Exercise details. Report each line of the listing below that holds "send".

Material for this task.
-*-*-

Issue #2585, opened 2023-01-03
[SERVER] Improved Messaging System


G-Ambatte:
### Your idea:

Recording Gitter discussion for future feature development:

> **erics**: [...] maybe we should put in place a generic handler for “message from server”. That way any page, and I mean any page, could pop a UI thing to the user with a custom message (e.g. “new version, please refresh”, or “going down for maintenance in 10 mins”, or “happy new year!”). The UI thing could be a banner.

> **jeddai**: [...] it's certainly reasonable imo to have a mongo collection of messages with a start/stop ISO date, an endpoint to fetch them, and a repeating timeout on a minute to fetch them from the server. And if it's in mongo we can add a feature to the admin panel to CRUD the messages

G-Ambatte:
In terms of fetching messages from the server, is a repeated fetch from every user the best way to handle this? Wouldn't it create less load on the server to use WebSockets* instead, broadcasting the message event repeatedly (with the client set up to ignore repeated messages) rather than having every user make an additional browser request of the server every sixty seconds?

---

* bearing in mind that I don't have any direct experience with WebSockets and/or knowledge of their best practices. Just that this seems like a perfect use-case for them.

jeddai:
That's a good option as well, I don't know whether it would put more strain on the server or not, but I can for sure say it'll put less strain on the database.

A workflow could look like this:

1. Establish the MongoDB collection
2. On initial app load, send the current messages
3. Open a websocket connection, and use it to send messages to the active clients

When a new message is created, it would broadcast the message. If a message is updated, that would be broadcast as well and the clients could handle that by matching the ObjectID+version.

G-Ambatte:
I think I did some work along these lines a year or two back, I'll see what I can dig out and throw at a Draft PR as a proof of concept.

calculuschild:
Backend is implemented, but not the actual message delivery system.

5e-Cleric:
Other elements should use the same components
- [ ] Render Warnings
- [ ] HTML error warnings

PR #3805, opened 2024-10-10
Add notification client side

5e-Cleric:
This creates the client implementation of notifications, should solve #2585 

Gets all notifications from the database, then filters out any already dismissed, expired, or inactive.

Renders the dialog appropiately.

also made some minor changes to the admin page, as noticed minor issues with layout and style there.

-*-*-

Answer to this task.
2. On initial app load, send the current messages
3. Open a websocket connection, and use it to send messages to the active clients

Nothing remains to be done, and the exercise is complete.